■ **What you are asked to do**:
Filter task. Return each line of the material that holds the string "supported".

■ **Records shown**:

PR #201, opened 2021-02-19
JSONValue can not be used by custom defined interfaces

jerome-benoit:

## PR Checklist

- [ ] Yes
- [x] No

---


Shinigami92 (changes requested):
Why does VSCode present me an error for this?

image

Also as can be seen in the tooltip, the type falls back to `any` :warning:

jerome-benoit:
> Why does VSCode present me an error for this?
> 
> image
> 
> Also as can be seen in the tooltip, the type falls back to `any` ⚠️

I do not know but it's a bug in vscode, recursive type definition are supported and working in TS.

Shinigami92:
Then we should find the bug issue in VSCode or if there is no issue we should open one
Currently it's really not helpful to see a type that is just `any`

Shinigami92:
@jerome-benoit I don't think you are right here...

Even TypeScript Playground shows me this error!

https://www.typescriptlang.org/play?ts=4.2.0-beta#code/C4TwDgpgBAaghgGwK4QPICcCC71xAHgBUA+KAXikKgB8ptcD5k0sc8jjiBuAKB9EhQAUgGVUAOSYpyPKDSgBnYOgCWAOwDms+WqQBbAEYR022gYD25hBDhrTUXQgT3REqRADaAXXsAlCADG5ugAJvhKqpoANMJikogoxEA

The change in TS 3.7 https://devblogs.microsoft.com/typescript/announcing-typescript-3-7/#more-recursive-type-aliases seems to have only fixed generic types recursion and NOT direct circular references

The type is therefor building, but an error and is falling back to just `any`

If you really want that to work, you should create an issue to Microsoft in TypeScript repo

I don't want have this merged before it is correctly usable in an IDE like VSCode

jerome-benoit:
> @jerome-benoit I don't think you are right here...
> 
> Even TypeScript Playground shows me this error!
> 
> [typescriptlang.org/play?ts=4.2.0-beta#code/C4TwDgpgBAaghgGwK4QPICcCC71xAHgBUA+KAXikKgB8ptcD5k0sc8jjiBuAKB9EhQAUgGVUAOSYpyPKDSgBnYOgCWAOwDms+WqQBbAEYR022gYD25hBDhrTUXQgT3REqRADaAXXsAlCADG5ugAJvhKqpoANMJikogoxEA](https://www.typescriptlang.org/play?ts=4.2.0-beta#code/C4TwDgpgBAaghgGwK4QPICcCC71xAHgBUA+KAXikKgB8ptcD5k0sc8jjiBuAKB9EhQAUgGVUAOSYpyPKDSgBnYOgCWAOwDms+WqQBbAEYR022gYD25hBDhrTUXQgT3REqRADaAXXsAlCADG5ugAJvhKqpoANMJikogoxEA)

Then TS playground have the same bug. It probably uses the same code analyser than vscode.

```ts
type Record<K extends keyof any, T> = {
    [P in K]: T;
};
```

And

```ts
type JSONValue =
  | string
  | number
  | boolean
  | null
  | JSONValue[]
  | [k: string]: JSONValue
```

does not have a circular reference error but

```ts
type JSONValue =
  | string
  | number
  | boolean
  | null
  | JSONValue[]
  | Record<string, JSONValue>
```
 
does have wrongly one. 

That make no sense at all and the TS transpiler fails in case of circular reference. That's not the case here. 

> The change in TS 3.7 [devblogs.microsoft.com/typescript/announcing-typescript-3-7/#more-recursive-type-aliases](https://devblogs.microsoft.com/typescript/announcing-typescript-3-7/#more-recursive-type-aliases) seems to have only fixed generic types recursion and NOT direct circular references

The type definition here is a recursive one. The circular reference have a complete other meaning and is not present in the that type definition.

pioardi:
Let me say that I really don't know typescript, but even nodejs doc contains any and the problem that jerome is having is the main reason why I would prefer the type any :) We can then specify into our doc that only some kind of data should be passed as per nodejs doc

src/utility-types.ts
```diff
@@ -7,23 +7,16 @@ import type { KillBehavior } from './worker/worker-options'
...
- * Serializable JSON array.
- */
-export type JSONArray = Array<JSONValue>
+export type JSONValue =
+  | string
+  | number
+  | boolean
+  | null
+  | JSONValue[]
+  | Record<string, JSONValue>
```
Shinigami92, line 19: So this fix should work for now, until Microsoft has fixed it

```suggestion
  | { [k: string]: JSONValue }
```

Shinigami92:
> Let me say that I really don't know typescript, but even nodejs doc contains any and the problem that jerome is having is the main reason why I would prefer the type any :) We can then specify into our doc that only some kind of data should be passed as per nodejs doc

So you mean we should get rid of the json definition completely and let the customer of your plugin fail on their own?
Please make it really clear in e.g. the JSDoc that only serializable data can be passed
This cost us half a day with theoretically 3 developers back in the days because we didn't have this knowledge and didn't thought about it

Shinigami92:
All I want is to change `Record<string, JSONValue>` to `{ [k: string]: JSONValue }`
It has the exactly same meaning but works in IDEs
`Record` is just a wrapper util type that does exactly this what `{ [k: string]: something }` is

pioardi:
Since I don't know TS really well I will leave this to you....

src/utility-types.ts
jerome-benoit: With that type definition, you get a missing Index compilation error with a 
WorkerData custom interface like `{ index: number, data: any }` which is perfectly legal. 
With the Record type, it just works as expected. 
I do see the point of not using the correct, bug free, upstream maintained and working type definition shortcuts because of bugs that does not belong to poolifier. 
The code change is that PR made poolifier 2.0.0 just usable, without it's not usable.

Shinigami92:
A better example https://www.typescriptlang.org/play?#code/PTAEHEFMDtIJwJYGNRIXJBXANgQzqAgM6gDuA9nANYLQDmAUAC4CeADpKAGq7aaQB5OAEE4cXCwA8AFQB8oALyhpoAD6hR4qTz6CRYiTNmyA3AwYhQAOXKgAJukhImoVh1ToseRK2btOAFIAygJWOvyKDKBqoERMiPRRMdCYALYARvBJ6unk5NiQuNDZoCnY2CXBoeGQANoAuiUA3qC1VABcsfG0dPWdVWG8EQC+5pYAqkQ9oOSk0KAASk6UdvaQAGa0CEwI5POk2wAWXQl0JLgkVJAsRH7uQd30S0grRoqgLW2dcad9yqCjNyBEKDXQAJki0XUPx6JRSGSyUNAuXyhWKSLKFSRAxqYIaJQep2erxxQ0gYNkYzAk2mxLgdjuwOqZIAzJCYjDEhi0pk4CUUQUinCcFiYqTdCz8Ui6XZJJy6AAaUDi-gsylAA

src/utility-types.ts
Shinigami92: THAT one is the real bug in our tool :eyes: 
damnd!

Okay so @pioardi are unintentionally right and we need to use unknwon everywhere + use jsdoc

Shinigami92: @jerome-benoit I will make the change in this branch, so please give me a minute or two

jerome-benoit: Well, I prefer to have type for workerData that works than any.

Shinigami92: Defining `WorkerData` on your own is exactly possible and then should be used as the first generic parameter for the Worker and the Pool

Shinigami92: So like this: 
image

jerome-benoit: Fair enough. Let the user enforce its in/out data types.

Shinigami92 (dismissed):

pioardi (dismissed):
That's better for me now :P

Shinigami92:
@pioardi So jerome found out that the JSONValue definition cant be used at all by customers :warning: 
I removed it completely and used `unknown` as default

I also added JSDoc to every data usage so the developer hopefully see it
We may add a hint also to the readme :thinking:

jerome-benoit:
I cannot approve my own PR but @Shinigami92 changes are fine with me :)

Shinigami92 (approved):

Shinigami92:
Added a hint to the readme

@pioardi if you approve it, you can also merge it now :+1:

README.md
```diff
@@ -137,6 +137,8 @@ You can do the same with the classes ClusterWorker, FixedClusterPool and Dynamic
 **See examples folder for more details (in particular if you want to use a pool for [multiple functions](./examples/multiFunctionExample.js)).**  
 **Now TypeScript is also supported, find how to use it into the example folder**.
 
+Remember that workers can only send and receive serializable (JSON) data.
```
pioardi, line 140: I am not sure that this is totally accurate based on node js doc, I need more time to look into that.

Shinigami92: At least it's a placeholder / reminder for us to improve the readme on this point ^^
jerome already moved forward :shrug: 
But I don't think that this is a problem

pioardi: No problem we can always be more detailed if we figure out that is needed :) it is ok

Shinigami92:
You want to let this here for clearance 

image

---

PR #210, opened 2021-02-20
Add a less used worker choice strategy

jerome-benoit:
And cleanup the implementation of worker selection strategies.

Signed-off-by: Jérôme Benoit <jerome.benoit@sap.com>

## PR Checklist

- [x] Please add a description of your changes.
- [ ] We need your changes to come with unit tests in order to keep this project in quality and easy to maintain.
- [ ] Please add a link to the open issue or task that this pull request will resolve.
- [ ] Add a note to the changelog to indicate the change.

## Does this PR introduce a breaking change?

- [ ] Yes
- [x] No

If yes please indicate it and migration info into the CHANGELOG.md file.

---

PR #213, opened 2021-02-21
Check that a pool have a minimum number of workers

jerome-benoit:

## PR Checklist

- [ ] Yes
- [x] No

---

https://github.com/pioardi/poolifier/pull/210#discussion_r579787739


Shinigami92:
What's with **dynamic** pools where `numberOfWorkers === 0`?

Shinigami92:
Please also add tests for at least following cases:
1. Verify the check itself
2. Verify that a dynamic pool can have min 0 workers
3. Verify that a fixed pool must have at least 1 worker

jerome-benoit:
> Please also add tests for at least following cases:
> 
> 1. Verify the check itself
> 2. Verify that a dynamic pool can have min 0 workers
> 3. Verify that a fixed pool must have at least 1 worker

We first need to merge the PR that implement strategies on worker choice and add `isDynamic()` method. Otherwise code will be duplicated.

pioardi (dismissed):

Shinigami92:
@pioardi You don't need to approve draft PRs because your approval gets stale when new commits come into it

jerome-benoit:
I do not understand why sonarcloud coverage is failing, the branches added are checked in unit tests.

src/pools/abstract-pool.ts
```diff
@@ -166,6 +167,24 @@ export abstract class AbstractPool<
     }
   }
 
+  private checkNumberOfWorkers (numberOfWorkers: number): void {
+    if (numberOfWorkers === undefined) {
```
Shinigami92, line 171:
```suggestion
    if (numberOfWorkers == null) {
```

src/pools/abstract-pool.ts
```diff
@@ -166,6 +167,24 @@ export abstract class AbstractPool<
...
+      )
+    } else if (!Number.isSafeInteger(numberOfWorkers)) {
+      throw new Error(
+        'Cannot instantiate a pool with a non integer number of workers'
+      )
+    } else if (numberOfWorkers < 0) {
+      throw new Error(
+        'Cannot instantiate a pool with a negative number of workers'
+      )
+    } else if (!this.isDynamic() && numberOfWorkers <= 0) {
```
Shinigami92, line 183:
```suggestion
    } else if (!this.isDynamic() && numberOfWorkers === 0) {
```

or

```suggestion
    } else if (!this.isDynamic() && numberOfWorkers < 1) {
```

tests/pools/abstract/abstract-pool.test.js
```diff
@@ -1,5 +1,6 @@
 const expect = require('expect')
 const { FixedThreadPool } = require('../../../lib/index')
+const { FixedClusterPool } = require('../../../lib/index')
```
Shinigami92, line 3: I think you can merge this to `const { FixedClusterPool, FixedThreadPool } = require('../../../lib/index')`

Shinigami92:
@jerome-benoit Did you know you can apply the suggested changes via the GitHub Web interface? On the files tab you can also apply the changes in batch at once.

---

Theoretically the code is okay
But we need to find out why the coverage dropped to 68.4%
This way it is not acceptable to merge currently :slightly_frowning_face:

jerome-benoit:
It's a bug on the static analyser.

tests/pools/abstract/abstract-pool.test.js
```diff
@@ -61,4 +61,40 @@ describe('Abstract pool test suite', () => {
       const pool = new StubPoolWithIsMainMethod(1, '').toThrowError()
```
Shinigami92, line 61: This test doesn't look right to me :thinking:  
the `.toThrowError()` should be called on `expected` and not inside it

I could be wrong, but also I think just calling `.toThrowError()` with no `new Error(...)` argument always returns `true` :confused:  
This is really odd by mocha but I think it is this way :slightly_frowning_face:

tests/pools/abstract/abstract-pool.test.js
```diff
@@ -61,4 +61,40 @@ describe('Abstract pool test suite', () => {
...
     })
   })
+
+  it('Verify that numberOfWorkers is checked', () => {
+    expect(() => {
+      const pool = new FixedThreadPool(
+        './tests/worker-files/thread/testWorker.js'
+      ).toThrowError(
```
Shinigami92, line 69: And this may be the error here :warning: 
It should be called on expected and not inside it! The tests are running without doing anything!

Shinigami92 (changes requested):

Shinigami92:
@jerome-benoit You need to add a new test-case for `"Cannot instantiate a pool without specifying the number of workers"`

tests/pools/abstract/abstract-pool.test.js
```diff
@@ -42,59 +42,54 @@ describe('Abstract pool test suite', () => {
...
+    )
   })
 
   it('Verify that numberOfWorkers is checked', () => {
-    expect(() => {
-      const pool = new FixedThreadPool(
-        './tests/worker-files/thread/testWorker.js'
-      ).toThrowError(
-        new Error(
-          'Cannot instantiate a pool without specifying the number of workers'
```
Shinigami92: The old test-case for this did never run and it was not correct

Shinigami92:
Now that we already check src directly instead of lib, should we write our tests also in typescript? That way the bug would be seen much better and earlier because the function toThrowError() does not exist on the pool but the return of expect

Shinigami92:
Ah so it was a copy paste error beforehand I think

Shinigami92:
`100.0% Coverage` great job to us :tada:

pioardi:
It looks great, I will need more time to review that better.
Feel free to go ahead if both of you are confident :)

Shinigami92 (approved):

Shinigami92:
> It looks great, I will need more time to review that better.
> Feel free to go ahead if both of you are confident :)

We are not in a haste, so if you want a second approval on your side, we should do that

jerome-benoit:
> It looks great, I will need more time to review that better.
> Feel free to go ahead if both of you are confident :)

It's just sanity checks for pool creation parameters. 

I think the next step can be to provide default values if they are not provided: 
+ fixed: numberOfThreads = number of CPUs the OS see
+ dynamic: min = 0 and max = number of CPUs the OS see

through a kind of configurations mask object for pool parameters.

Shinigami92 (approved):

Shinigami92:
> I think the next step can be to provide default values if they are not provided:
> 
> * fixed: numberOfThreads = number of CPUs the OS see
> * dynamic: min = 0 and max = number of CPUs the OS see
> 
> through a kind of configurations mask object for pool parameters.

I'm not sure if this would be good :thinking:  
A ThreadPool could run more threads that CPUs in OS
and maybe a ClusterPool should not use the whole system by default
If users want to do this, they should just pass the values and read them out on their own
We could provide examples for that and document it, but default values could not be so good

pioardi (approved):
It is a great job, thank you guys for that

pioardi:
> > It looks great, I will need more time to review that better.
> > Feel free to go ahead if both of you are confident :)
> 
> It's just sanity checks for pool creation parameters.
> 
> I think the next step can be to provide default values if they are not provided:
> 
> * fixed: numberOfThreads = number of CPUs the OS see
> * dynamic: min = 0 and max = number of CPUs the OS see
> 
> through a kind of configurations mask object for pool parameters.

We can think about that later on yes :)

■ **Solution for this problem**:
I do not know but it's a bug in vscode, recursive type definition are supported and working in TS.
 **Now TypeScript is also supported, find how to use it into the example folder**.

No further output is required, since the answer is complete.